I don’t have time to go chasing it down, because it was a few months ago; but I seem to remember reading a report that when whatever California calls its Division of Wildlife took its annual survey of the Delta Smelt population they could not find any. They may well be extinct already. Not that it would stop them flushing all the water for the Central Valley farms out to sea. The State cannot be seen to have failed at anything. Otherwise the plebeians may lose faith in the almighty State.
… I would not be going on social media telling people that they should just deal with the fact that I can afford to pay through the nose for all the water I want and they can’t.
Although this is a more intellectually and morally honest attitude than the one held by a man who takes $5 million vacations, flies around in a five-gallons-per-mile jumbo jet, and lectures the country about how “we” have to cut “our” CO₂ emissions.

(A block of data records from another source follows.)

PR #372, opened 2023-08-01
[Service/Test] valid ml-information handle

jaeyun-jung:
Set valid handle name in testcase - ml-information handle for model and resource API.


gichan-jang (approved):
LGTM

PR #374, opened 2023-08-02
[Pipeline] element name for tizen media src

jaeyun-jung:
Code clean, get the element name from tizen media config and replace it.

TODO: handle properties for each element.


songgot (approved):
Looks good to me.

PR #375, opened 2023-08-03
[CodeClean/Service] util to get app-info

jaeyun-jung:
Code clean, add util to get app-info string and reduce duplicated code.


gichan-jang (approved):
LGTM

PR #376, opened 2023-08-03
[CodeClean/Service] parse json in rpk

jaeyun-jung:
Code clean, define function to parse json file in rpk, including resource and pipeline update.

### DIFF
--- a/daemon/pkg-mgr.cc
+++ b/daemon/pkg-mgr.cc
@@ -55,6 +55,92 @@ _get_app_info (const gchar *package_name, const gchar *res_type, const gchar *re
 }
 
 /**
+ * @brief Parse model json and update ml-service database.
+ */
+static void
+_parse_model_json (const gchar *json_path, const gchar *app_info)
+{
+  if (!g_file_test (json_path, (GFileTest) (G_FILE_TEST_EXISTS | G_FILE_TEST_IS_REGULAR))) {
+    _W ("Failed to find json file '%s'. RPK using ML Service API should provide this json file.",
+        json_path);
+    return;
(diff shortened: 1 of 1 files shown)


daemon/pkg-mgr.cc
```diff
@@ -54,6 +54,92 @@ _get_app_info (const gchar *package_name, const gchar *res_type, const gchar *re
   return json_generator_to_data (gen, NULL);
 }
 
+/**
+ * @brief Parse model json and update ml-service database.
+ */
+static void
+_parse_model_json (const gchar *json_path, const gchar *app_info)
```
songgot, line 61: Is app_info nullable?

jaeyun-jung: internally, impossible.

songgot: Thank you!!

daemon/pkg-mgr.cc
```diff
@@ -159,66 +245,16 @@ _pkg_mgr_event_cb (const char *type, const char *package_name,
...
-        db.set_model (name, model, true, description, app_info, &version);
-        _I ("The model with app_info (%s) is registered as version %u", app_info, version);
-      }
-    } catch (const std::exception &e) {
-      _E ("%s", e.what ());
-    }
-
-    db.disconnectDB ();
-
+    g_autofree gchar *pipeline_json
```
myungjoo, line 250: glib has an API for merging paths. Use https://docs.gtk.org/glib/func.build_filename.html

myungjoo (approved):

PR #380, opened 2023-08-08
[C-Api] check index in tensors-info handle

jaeyun-jung:
Code clean, check index in tensors-info handle and update log message.


songgot (approved):
LGTM!

wooksong (approved):

PR #395, opened 2023-09-12
[Service] Check return value

gichan-jang:
- Fix unchecked return value.

### DIFF
--- a/c/src/ml-api-remote-service.c
+++ b/c/src/ml-api-remote-service.c
@@ -218,13 +218,26 @@ _mlrs_model_register (gchar * service_key, nns_edge_data_h data_h,
   GError *error = NULL;
   gboolean ret = TRUE;
 
-  nns_edge_data_get_info (data_h, "description", &description);
-  nns_edge_data_get_info (data_h, "name", &name);
-  nns_edge_data_get_info (data_h, "activate", &activate);
+  if (NNS_EDGE_ERROR_NONE != nns_edge_data_get_info (data_h, "description",
+          &description)
+      || NNS_EDGE_ERROR_NONE != nns_edge_data_get_info (data_h, "name", &name)
+      || NNS_EDGE_ERROR_NONE != nns_edge_data_get_info (data_h, "activate",
+          &activate)) {
+    _ml_loge ("Failed to get info from data handle.");
+    ret = FALSE;
+    goto error;
+  }
+
   active_bool = _mlrs_parse_activate (activate);
 
   dir_path = g_build_path ("/", current_dir, service_key, NULL);
-  g_mkdir_with_parents (dir_path, 0755);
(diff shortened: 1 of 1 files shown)


c/src/ml-api-remote-service.c
```diff
@@ -218,13 +218,27 @@ _mlrs_model_register (gchar * service_key, nns_edge_data_h data_h,
...
+    goto error;
+  }
+
   active_bool = _mlrs_parse_activate (activate);
 
   dir_path = g_build_path ("/", current_dir, service_key, NULL);
-  g_mkdir_with_parents (dir_path, 0755);
+  if (g_mkdir_with_parents (dir_path, 0755) < 0) {
+    _ml_loge ("Failed to create directory %s., error: %s", dir_path,
+        error ? error->message : "unknown error");
```
jaeyun-jung, line 236: invalid param error (it is not set)

gichan-jang: Oh, Thanks. Updated.

c/src/ml-api-remote-service.c
```diff
@@ -562,28 +584,55 @@ ml_remote_service_register (ml_service_h handle, ml_option_h option, void *data,
...
+  }
+  ret = nns_edge_data_set_info (data_h, "service-key", service_key);
+  if (NNS_EDGE_ERROR_NONE != ret) {
+    _ml_error_report ("Failed to set service key in edge data.");
+    goto done;
+  }
+  ret = ml_option_get (option, "description", (void **) &description);
+  if (ML_ERROR_NONE != ret) {
+    _ml_logi ("Failed to get option description.");
+  }
```
songgot, line 600: Does it need ```goto done``` ?

c/src/ml-api-remote-service.c
```diff
@@ -218,13 +218,26 @@ _mlrs_model_register (gchar * service_key, nns_edge_data_h data_h,
...
+    _ml_loge ("Failed to get info from data handle.");
+    ret = FALSE;
+    goto error;
+  }
+
   active_bool = _mlrs_parse_activate (activate);
 
   dir_path = g_build_path ("/", current_dir, service_key, NULL);
-  g_mkdir_with_parents (dir_path, 0755);
+  if (g_mkdir_with_parents (dir_path, 0755) < 0) {
```
wooksong, line 234: Before making a new directory, is it necessary to check that the target directory exists?

gichan-jang: If the directory already exists, this returns 0. So I think don't need to check the the existence of the directory.

c/src/ml-api-remote-service.c
gichan-jang: It's not necessary option, so just inform to the user.

wooksong (approved):
LGTM

myungjoo (approved):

In fact, I would no longer be living in Rancho Santa Fe, largely because if it doesn’t start raining soon Rancho Santa Fe is probably going to end up being burned down by an angry Mob.
If it doesn’t start raining soon, there won’t be any need for an angry mob — brushfires will get ’em first.
Rancho Santa Fe: Piss off enough farmers and see whose water supply gets attacked, by people who know how.
Lemme guess, you’re all big gun control supporters, right?